Festival of Place - Social Impact
InsightsOur Creative Engagement Specialist Helen Winsland, and a couple of colleagues recently attended a two-day Festival of Place event exploring social impact within the built environment. The event brought together cross sector perspectives to examine how design, planning and policy can better support people, communities and long term wellbeing. The programme was of particular interest as it relates directly to the social outcomes and enabling conditions that Planit’s Regenerative Design Tool is designed to structure, target, and then communicate.
The event covered a wide range of topics, including the broader social value of retrofit beyond energy performance, the potential of affordable housing to deliver wider community benefit, and how spatial design influences diversity, comfort and inclusion - particularly in university settings, prompting a re‑evaluation of open‑plan spaces. Speakers also explored spatial justice, collaboration across healthcare, education and urban design, the role of community spaces in regeneration without gentrification, and the social and cultural infrastructure that supports adolescents.

Planit's Regenerative Design Tool in use at a Regeneration Brainery workshop.
A key theme was trust. Speakers highlighted that society faces a trust deficit rather than an information deficit: people need to understand the purpose, benefits and human stories behind projects, not simply more data. Trust is built through relationships, community leaders and local organisations, and by valuing lived experience alongside technical evidence. The decline of civic spaces such as libraries and community centres was noted as a loss to collective dialogue, while citizens’ assemblies and strong feedback loops were seen as vital to restoring confidence and accountability.

Students taking part in a community building workshop, in collaboration with Standard Practice as part of Planit's MMU Public Realm consultation.
The dual aspects of ‘Trust’ and ‘Civic Infrastructure’ are framed as the often-invisible operating system that determines whether a place thrives socially within Planit’s Regenerative Design Tool – Participation (giving people a voice in shaping the places they inhabit), Vibrant Commons (how a place is owned, governed, financed, and programmed) and Belonging (connection to place and each other) all form part of the tool’s ‘Thriving Communities’ quadrant.
The Tool’s ‘Building Healthy Neighbourhood’ spans wellbeing, homes, connectivity and joy in place – as essential elements of how places, and neighbourhoods enable people to thrive. The ‘Belonging’ dimension addresses ‘designing to meet the needs of everybody and fostering connection to place and each other’, however, inclusivity was presented as complex and nuanced at the Festival.

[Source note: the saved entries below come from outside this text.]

PR #6844, opened 2025-03-20
feat(Templates): Infer workflow trigger from definition for accelerator

Elaina-Lee:
## Type of Change

* [ ] Bug fix
* [X] Feature
* [ ] Other

Infer workflow type from workflow.json for accelerator since it is not present on workflow manifest. Removing Solution type on accelerator workflow panel.

## Impact of Change

image

### DIFF
--- a/libs/designer/src/lib/ui/templates/templatesStrings.ts
+++ b/libs/designer/src/lib/ui/templates/templatesStrings.ts
@@ -38,3 +38,30 @@ export const useTemplatesStrings = () => {
     },
   };
 };
+
+export const useConnectorStatusStrings = () => {
+  const intl = useIntl();
+
+  return {
+    connected: intl.formatMessage({
+      defaultMessage: 'Connected',
+      id: 'oOGTSo',
+      description: 'Connected text',
+    }),
+    notConnected: intl.formatMessage({
+      defaultMessage: 'Not connected',
+      id: 'WxJJcQ',
+      description: 'Not Connected text',
+    }),
+    authenticated: intl.formatMessage({
+      defaultMessage: 'Authenticated',
+      id: 'iwKxSD',
+      description: 'Connection authenticated text',
+    }),
+    notAuthenticated: intl.formatMessage({
+      defaultMessage: 'Not authenticated',
+      id: 'QdRn5z',
+      description: 'Connection not authenticated text',
+    }),
+  };
+};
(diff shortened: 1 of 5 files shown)


rllyy97 (approved):

libs/designer/src/lib/ui/templates/templatesStrings.ts
```diff
@@ -38,3 +39,55 @@ export const useTemplatesStrings = () => {
...
+      defaultMessage: 'Event',
+      id: '2iq12E',
+      description: 'Trigger belongs to Event category',
+    }),
+  };
+
+  return Object.values(triggers)
+    .map((trigger) => detailTriggerStrings[trigger.type as keyof typeof detailTriggerStrings] ?? detailTriggerStrings.Event)
+    .join(', ');
+};
```
preetriti1, line 93: Apart from resource strings i already created a method to getTriggerType in my last PR, can you use that and then check with Divya on what we need to call all types.

libs/designer/src/lib/ui/panel/templatePanel/quickViewPanel/tabs/summaryTab.tsx
```diff
@@ -99,14 +100,22 @@ export const SummaryPanel = ({ workflowId }: { workflowId: string }) => {
...
+        {!isMultiWorkflow && (
+          <div className="msla-template-overview-section-detail">
+            <Text className="msla-template-overview-section-detailkey">{detailsTags.Type}:</Text>
+            <Text>{templateManifest.details.Type}</Text>
+          </div>
+        )}
+
+        <div className="msla-template-overview-section-detail">
+          <Text className="msla-template-overview-section-detailkey">{detailsTags.Trigger}:</Text>
+          <Text>{isMultiWorkflow ? getTriggerFromDefinition(workflowDefinition?.triggers ?? {}) : templateManifest.details.Trigger}</Text>
```
preetriti1, line 112: SO we are stamping this while saving the template manifest right for single workflow?

preetriti1 (approved):

libs/designer/src/lib/ui/panel/templatePanel/quickViewPanel/tabs/summaryTab.tsx
Elaina-Lee: It's part of the manifest so no need to have explicit conditions for stamping for single workflow; yes I checked it renders correct data from templateManifest

PR #6849, opened 2025-03-21
fix(Templates): Remove built-in operations from filtering dropdown

Elaina-Lee:
## Type of Change

* [X] Bug fix
* [ ] Feature
* [ ] Other

Removing the built-in operations from the featured connectors (connections) dropdown as we do not support it.

## Impact of Change


libs/designer/src/lib/ui/templates/filters/templatesearchfilters.tsx
```diff
@@ -207,7 +207,7 @@ const Filters = ({ detailFilters }: { detailFilters: TemplateDetailFilterType })
       templateManifest.skus.includes(isConsumption ? 'consumption' : 'standard')
     );
     const allConnectors = Object.values(skuTemplates).flatMap((template) => template.featuredConnectors ?? []);
-    const uniqueConnectorsFromConnections = getUniqueConnectorsFromConnections(allConnectors, subscriptionId, location);
+    const uniqueConnectorsFromConnections = getUniqueConnectorsFromConnections(allConnectors, subscriptionId, location, true);
```
preetriti1, line 210: Always put the argument name in comment for constant values like /* remove... */true

preetriti1 (approved):

PR #1707, opened 2025-02-19
25237 Fixed continued in entity type codes

severinbeauvais:
*Issue #:* bcgov/entity#25937

*Description of changes:*
- added parameter to get_actions()
- updated raw_nr_to_action_mapping with actual entity type code used
- updated get_actions to use request action code to build continued in dict key
- updated unit test
- updated Namex API version to 1.2.28


api/namex/services/lookup/name_request_filing_actions.py
```diff
@@ -129,31 +129,31 @@ def teardown(self, exception):
...
-        ('CCR_C', 'C', 'Continued In BC Limited Company', 'Change of Name', 'lear', None, None, None),
-        ('RCR_C', 'C', 'Continued In BC Limited Company', 'Restoration', 'static', None, 'https://www2.gov.bc.ca/gov/content/employment-business/business/managing-a-business/permits-licences/businesses-incorporated-companies/forms-corporate-registry#information-packages', None),
-        ('BECR_C', 'C', 'Continued In BC Limited Company', 'Conversion from Continued In Benefit Company ', 'lear', 'alteration', None, "{'filing': {'header': {'name': {entitiesFilingName} }, '{entitiesFilingName}': {'nameRequest': {'nrNumber': '{nrNumber}', 'legalName': '{legalName}', 'legalType': '{legalType}'}}}}"),
-        ('ULCB_C', 'C', 'Continued In BC Limited Company', 'Conversion from Continued In ULC', 'lear', 'alteration', None, "{'filing': {'header': {'name': {entitiesFilingName} }, '{entitiesFilingName}': {'nameRequest': {'nrNumber': '{nrNumber}', 'legalName': '{legalName}', 'legalType': '{legalType}'}}}}"),
+        ('CT_CR', 'C', 'Continued In BC Limited Company', 'Continuation In', 'lear', None, None, None),
```
severinbeauvais, line 132: "If this is a NR of type CT, for entity type CR, then map legalType = 'C'."

api/namex/services/lookup/name_request_filing_actions.py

An outdoor consultation event in collaboration with Standard Practice, where locals had the opportunity to have their say on Planit's Whitefield masterplan.
Designing for “everyone” can result in spaces that meet no one’s needs. It was recognised that different groups experience space in distinct ways, including students from diverse ethnic backgrounds, women and girls navigating safety, neurodivergent people managing sensory overload, and adolescents seeking both freedom and security. Meaningful inclusion requires choice, flexibility and engagement, and must be systemic rather than superficial.
Finally, throughout the event, storytelling emerged as a powerful tool for impact. People connect with narratives more than metrics, and both large and small stories of change matter. Storytelling helps reveal hidden networks of care, challenges assumptions in data, and supports imagination, collective visioning and more human‑centred placemaking.

Students having their say on upcoming public realm works at the University of Salford, and taking part in a clay workshop.
Whilst Planit’s Regenerative Design Tool can employ a range of quantitative indicators to set targets and track progress, much of the Social Foundation inevitably focusses on qualitative aspects. Our Creative Engagement work is participatory and promotes open ended collaboration that enables all citizens to effect change. We’ll be sharing more soon, and in the meantime considering how more storytelling, tales and narrative histories can enrich and be woven into our approach.